══ Exercise data

PR #1070, opened 2022-06-16
889 listening depth

ggarri:
## Documentation

## Changelog


src/tx-listener/tx-listener/use-cases/subscriptions/notify_events.go
```diff
@@ -35,11 +35,23 @@ func NotifyEventsUseCase(messenger sdk.MessengerAPI, proxyClient sdk.ChainProxyC
 	}
 }
 
-func (uc *notifyEventsUC) Execute(ctx context.Context, sub *entities.Subscription) error {
+func (uc *notifyEventsUC) Execute(ctx context.Context, sub *entities.Subscription, chain *entities.Chain) error {
 	logger := uc.logger.WithField("subscription", sub.UUID)
 
+	var toBlock *big.Int
+
+	if chain.ListenerDepth > 0 {
```
darioAnongba, line 43: I don't understand this implementation, isn't the `depth` just the number of blocks to need to wait to consider a receipt or event valid? How is this implementatio working?

src/tx-listener/tx-listener/use-cases/jobs/pending.go
```diff
@@ -36,7 +37,7 @@ func PendingJob(proxyClient sdk.ChainProxyClient,
 	}
 }
 
-func (uc *pendingJobMsg) Execute(ctx context.Context, job *entities.Job) (*entities.Receipt, error) {
+func (uc *pendingJobMsg) Execute(ctx context.Context, job *entities.Job, chain *entities.Chain) (*entities.Receipt, error) {
```
darioAnongba, line 40: It seems you only need the depth and not the whole chain to be passed :thinking:

src/tx-listener/tx-listener/use-cases/subscriptions/notify_events.go
ggarri: Rewrote logic for better clarity. We discard events if the distant to latest block is lowe the chain depth

src/tx-listener/tx-listener/use-cases/jobs/pending.go
ggarri: indeed, that is an optimization I can do.

darioAnongba (approved):

PR #1073, opened 2022-06-16
added speed up and call off endpoints

ggarri:
## Documentation

## Changelog


services/api/service/controllers/transactions.go
```diff
@@ -269,3 +276,69 @@ func (c *TransactionsController) search(rw http.ResponseWriter, request *http.Re
...
+	if err != nil {
+		httputil.WriteHTTPErrorResponse(rw, err)
+		return
+	}
+
+	_ = json.NewEncoder(rw).Encode(formatters.FormatTxResponse(tx))
+}
+
+// @Summary      Call of transaction
+// @Description  Call of transaction by sending empty data transaction with same nonce and additional 10% more gas
```
6l20, line 322: Should be "Call off" instead of "Call of"

6l20 (approved):

services/api/service/controllers/transactions.go
ggarri: done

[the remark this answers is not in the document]
ggarri: done

PR #1089, opened 2022-06-28
961 ext tx listener

ggarri:
## PR description
- Support listening of external transactions

## Documentation

## Changelog


pkg/sdk/client.go
```diff
@@ -41,6 +41,7 @@ type TransactionClient interface {
 	SendDeployTransaction(ctx context.Context, request *types.DeployContractRequest) (*types.TransactionResponse, error)
 	SendRawTransaction(ctx context.Context, request *types.RawTransactionRequest) (*types.TransactionResponse, error)
 	SendTransferTransaction(ctx context.Context, request *types.TransferRequest) (*types.TransactionResponse, error)
+	TxHashTransaction(ctx context.Context, request *types.TxHashRequest) (*types.TransactionResponse, error)
```
6l20, line 44: Method name could follow the verb prefix pattern used elsewhere

src/api/business/use-cases/jobs/start_job_test.go
```diff
@@ -25,8 +26,8 @@ func TestStartJob_Execute(t *testing.T) {
 	ctrl := gomock.NewController(t)
 	defer ctrl.Finish()
 
-	jobDA := mocks.NewMockJobAgent(ctrl)
-	messenger := mock3.NewMockMessengerTxSender(ctrl)
+	txSenderMessenger := mock3.NewMockMessengerTxSender(ctrl)
```
6l20, line 29: We could have a name that is more explicit than mock3 here

src/tx-sender/tx-sender/use-cases/sender/send-eea-private-tx.go
```diff
@@ -59,18 +56,18 @@ func (uc *sendEEAPrivateTxUseCase) Execute(ctx context.Context, job *entities.Jo
...
 
 	job.Transaction.Raw, _, err = uc.signTx.Execute(ctx, job)
 	if err != nil {
-		return errors.FromError(err).ExtendComponent(sendEEAPrivateTxComponent)
+		return err
 	}
 
 	job.Transaction.Hash, err = uc.sendTx(ctx, job)
 	if err != nil {
 		if err2 := uc.nonceManager.CleanNonce(ctx, job, err); err2 != nil {
```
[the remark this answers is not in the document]
ggarri: Good catch, fixed

src/api/business/use-cases/jobs/start_job_test.go
ggarri: This is a common practice in our unit tests which comes from the autoimport feature of our IDE. Since I see not value on this I see not reason to make efforts in renaming them as it has a single usage in the whole file

6l20: Ok with that

6l20 (approved):

PR #83, opened 2019-05-22
Support Pytorch 1.1.x

besirkurtulmus:


templates/pytorch-1.1.x/src/__ALGO__.py
```diff
@@ -0,0 +1,56 @@
...
+            if {'matrix_a', 'matrix_b'} <= input_dict.keys():
+                self.A = convert(input_dict['matrix_a'])
+                self.B = convert(input_dict['matrix_b'])
+            else:
+                raise Exception("'matrix_a' and 'matrix_b' must be defined.")
+        else:
+            raise Exception('input must be a json object.')
+        if self.A.shape[-1] != self.B.shape[0]:
+            raise Exception('inner dimensions between A and B must be the same.\n A: {} B: {}'.format(self.A.shape[-1],
+                                                                                                      self.B.shape[0]))
```
jamesatha: nit on formatting. Can we put this on the previous line? or maybe put the 2 args on this line (and indent a bit less

templates/pytorch-1.1.x/src/__ALGO__.py
```diff
@@ -0,0 +1,56 @@
...
+    gpu_tensor = th_tensor.cuda()
+    return gpu_tensor
+
+def apply(input):
+    """
+    Calculates the dot product of two matricies using pytorch, with a cudnn backend.
+    Returns the product as the output.
+    """
+    input = InputObject(input)
+    C = th.mm(input.A, input.B)
```
jamesatha: Doesn't look like the `InputObject` is really needed to be an object

besirkurtulmus: I copied this over from the previous pytorch 1.0.0 template.
I think this is a valid way of parsing inputs outside of the apply() function.

templates/pytorch-1.1.x/src/__ALGO__.py
```diff
@@ -32,8 +32,8 @@ def __init__(self, input_dict):
         else:
             raise Exception('input must be a json object.')
         if self.A.shape[-1] != self.B.shape[0]:
-            raise Exception('inner dimensions between A and B must be the same.\n A: {} B: {}'.format(self.A.shape[-1],
-                                                                                                      self.B.shape[0]))
+            raise Exception('inner dimensions between A and B must be the same.\n A: {} B: {}'\
+                .format(self.A.shape[-1], self.B.shape[0]))
```
besirkurtulmus: @jamesatha does this look better?

templates/pytorch-1.1.x/src/__ALGO__.py
besirkurtulmus: Fixed it.

besirkurtulmus:
@zeryx Yes, I have confirmed it.

templates/pytorch-1.0.0/src/__ALGO__.py
```diff
@@ -32,8 +32,8 @@ def __init__(self, input_dict):
         else:
             raise Exception('input must be a json object.')
         if self.A.shape[-1] != self.B.shape[0]:
-            raise Exception('inner dimensions between A and B must be the same.\n A: {} B: {}'.format(self.A.shape[-1],
-                                                                                                      self.B.shape[0]))
+            raise Exception('inner dimensions between A and B must be the same.\n A: {} B: {}'\
```
jamesatha: nit. keep the `.format(` on the previous line so you don't need the slash

templates/pytorch-1.1.x/src/__ALGO__.py
jamesatha: I'm not a fan of the slash. I'd move the method to the previous line and have the args on the second line. But don't feel too strongly

templates/pytorch-1.1.x/src/__ALGO__.py
jamesatha: I guess for consistencies sake, we can keep this as is, but it seems like a method that does the verification of these 2 dimensions would be nicer. But not  going not going to block this PR for that

templates/pytorch-1.1.x/src/__ALGO___test.py
```diff
@@ -0,0 +1,8 @@
+from __ALGO__ import apply
+
+def test_algorithm():
+    input = {"matrix_a": [[0, 1], [1, 0]], "matrix_b": [[25, 25], [11, 11]]}
+    result = apply(input)
+    assert result == {"product": [[11., 11.], [25., 25.]]}
```
jamesatha: do we really need the dots? 11 and `11.` are going to be equal always, right/

besirkurtulmus: I think the results are floats, hence why we need the dots.

besirkurtulmus: Also, I think we want to be explicit about it.

PR #84, opened 2019-05-31
DS-171 template & langpacks work for R IPA migration

zeryx:
this PR describes the new R template, which includes a `load` function and the concept of an `algorithmHandler`.
This PR also encompasses all libraries & languages work required for the support of the r34 language packageset.


languages/r34/template/src/Algorithm.r
```diff
@@ -0,0 +1,15 @@
+library(algorithmia)
+# API calls will begin at the algorithm() method, with the request body passed as 'input'
+# For more details, see algorithmia.com/developers/algorithm-development/languages
+
+algorithm <- function(input) {
+  paste("hello", input)
+}
+
+load <- function() {
+  # Defines the loading function if defined
```
anowell: Nit: "define ... if defined" reads a bit awkward.. perhaps just "Optionally define..."

languages/r34/template/src/Algorithm.r
```diff
@@ -0,0 +1,15 @@
...
+}
+
+algo <- getAlgorithmHandler(algorithm, load)
+algo$run()
```
anowell: Didn't you use `serve` instead of `run` in the final Java implementation (or am I mistaken)?

zeryx: oh yes good catch will rename

languages/r34/template/src/Algorithm.r
zeryx: yea good call

languages/r36/template/algorithmia.conf
```diff
@@ -0,0 +1,5 @@
+{
+    "username": "__USER__",
+    "algoname": "__ALGO__",
+    "langauge": "r36"
```
StephanieKim: misspelling of "language" says "langauge" - prob someone already caught that tho

languages/r36/template/src/Algorithm.r
```diff
@@ -0,0 +1,36 @@
...
+  # model_file_path <- client$file('data://path/to/my/modelFile.hd5)$getFile()$name
+  # keras_model <- keras.load_model(model_path)
+  # keras_model
+}
+
+# This code turns your library code into an algorithm that can run on the platform.
+# If you intend to use loading operations, remember to pass a `load` function as a second variable.
+algo <- getAlgorithmHandler(algorithm, load)
+# The 'serve()' function actually starts the algorithm, you can follow along in the source code.
+algo$serve()
```
StephanieKim: This is dope thanks for adding all the comments!

stevielkim (changes requested):
Just the misspelling of "language" that I commented on all else is good

stevielkim (approved):
Nothing stands out as a blocker, but would nudge you away from using inline comments and encourage you to use docstrings for functions/modules and above line comments for single line comments.

languages/r36/template/bin/copy-cran-packages.py
```diff
@@ -0,0 +1,43 @@
+#!/usr/bin/python
```
jamesatha: we don't want a bin directory anymore
Also, I don't think we need the copy script anymore (more in a follow up comment)

libraries/r36-buildtime/Dockerfile
```diff
@@ -0,0 +1 @@
+COPY --chown=0:0 r36-buildtime/context/build /usr/local/bin/algorithmia-build
```
jamesatha: You want to be copying over the other parts of what are currently in the `bin` dir into here so it's not in the source repos

libraries/r36-buildtime/context/build
```diff
@@ -0,0 +1,27 @@
+#!/bin/bash
```
jamesatha: I think this can be simplified a bit. We don't have the shared cache right now and we can install dependencies in the normal location so I think we don't have to do the copying and can just make 1 call to rip

languages/r36/template/src/Algorithm.r
```diff
@@ -0,0 +1,36 @@
...
+#   algorithm <- function(input, keras_model) {
+#   ....
+#   prediction <- keras_model.predict(input)
+#   result <- list(class <- prediction[0], confidence <- prediction[1])
+#   result
+# }
+
+
+load <- function() {
+  # Here you can optionally define a function called when the algorithm is loaded.
```
jamesatha: do you want to be explicit and return null?

languages/r36/template/src/Algorithm.r
```diff
@@ -0,0 +1,36 @@
+library(algorithmia)
+# API calls will begin at the algorithm() method, with the request body passed as 'input'
+# For more details, see algorithmia.com/developers/algorithm-development/languages
+
+algorithm <- function(input) {
+  paste("hello", input)
+}
+
+# Here is an example of an advanced form of an algorithm function, using a load function (like the example below)
```
jamesatha: there are a ton of comments in here. To me it seems a bit more complicated this way

jamesatha (changes requested):

languages/r36/template/bin/copy-cran-packages.py
zeryx: yea Ill throw all of this into the context

libraries/r36-buildtime/context/build
zeryx: for sure i just wanted to make this PR a refactor for the pieces that didn't need to change

languages/r36/template/src/Algorithm.r
zeryx: sure I can add that

languages/r36/template/src/Algorithm.r
zeryx: was a request by @StephanieKim, I'm indifferent haha

languages/r36/config.json
```diff
@@ -0,0 +1,7 @@
+{
+    "artifacts": [
+        {"source":"/opt/algorithm", "destination":"/opt/algorithm/"},
+	{"source":"/home/algo/.Renviron", "destination":"/home/algo/.Renviron"}
```
jamesatha: nit: indentation

libraries/r36-buildtime/context/build
jamesatha: The point of migrating to IPA is to get a chance to fix/improve the way we do things. Bringing over this old cruft to the master branch doesn't seem right to me. Having to install things once should also reduce build times drastically for R

libraries/r36/Dockerfile
```diff
@@ -0,0 +1,37 @@
...
+		git \
+		libcurl4-gnutls-dev \
+		wget
+
+RUN Rscript -e "install.packages('rjson')" \
+    && Rscript -e "install.packages('base64enc')" \
+    && Rscript -e "install.packages('RCurl')" \
+    && Rscript -e "install.packages('pacman')"
+
+# We want pacman, rjson, and base64enc to be in the docker image. The others can be bind mounted
```
jamesatha: I don't think we need anything from this line until the `RUN chown algo -R /usr/local/lib/R/site-library` (we want the algo user to be able to install to site-library directory)

jamesatha (commented):
Don't feel happy merging this into master. I feel like it's got a lot of the old `classic` hacks and we should be able to be a bit more normal (in terms of R) with IPA world

libraries/r36/Dockerfile
```diff
@@ -0,0 +1,27 @@
...
+		r-base-dev \
+		libssl-dev \
+		libxml2-dev \
+		python-dev \
+                apt-transport-https \
+		ca-certificates \
+		git \
+		libcurl4-gnutls-dev \
+		wget
+
```
jamesatha: Something strange that I hadn't noticed is that we are just using the default CRAN repo and we don't need this: https://github.com/algorithmiaio/langpacks/blob/master/r/template/bin/setup#L15

libraries/r36/Dockerfile
```diff
@@ -0,0 +1,27 @@
...
+RUN apt-get update \
+	&& apt-get install -y --no-install-recommends \
+		build-essential \
+		software-properties-common \
+		r-base-dev \
+		libssl-dev \
+		libxml2-dev \
+		python-dev \
+                apt-transport-https \
```
jamesatha: nit spacing

jamesatha (approved):
ship it!

PR #85, opened 2019-05-31
Caffe GPU + Python2.7 Packageset

field-cady:
This has dockerfiles for caffe on Python27 and Python37.
I need to fix the GPU support for python 37


libraries/caffe_python37/Dockerfile
```diff
@@ -0,0 +1,156 @@
+# Lightly modified from https://github.com/docker-library/python/blob/ab8b829cfefdb460ebc17e570332f0479039e918/3.7/stretch/Dockerfile
+#FROM ubuntu:18.04
+FROM nvidia/cuda
```
pmcq: worth talking to besir about this but these shouldn't be full dockerfiles like this but just snippets that are relevant for caffe specifically, we glob all the snippets together for a given package set

besirkurtulmus: We've already talked about it. He's going to delete this from his PR.

besirkurtulmus:
Closing PR because caffe got dropped.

════

Only the lines with the string "about" are wanted; pick them out of the records above and copy them.

besirkurtulmus: Also, I think we want to be explicit about it.
pmcq: worth talking to besir about this but these shouldn't be full dockerfiles like this but just snippets that are relevant for caffe specifically, we glob all the snippets together for a given package set
besirkurtulmus: We've already talked about it. He's going to delete this from his PR.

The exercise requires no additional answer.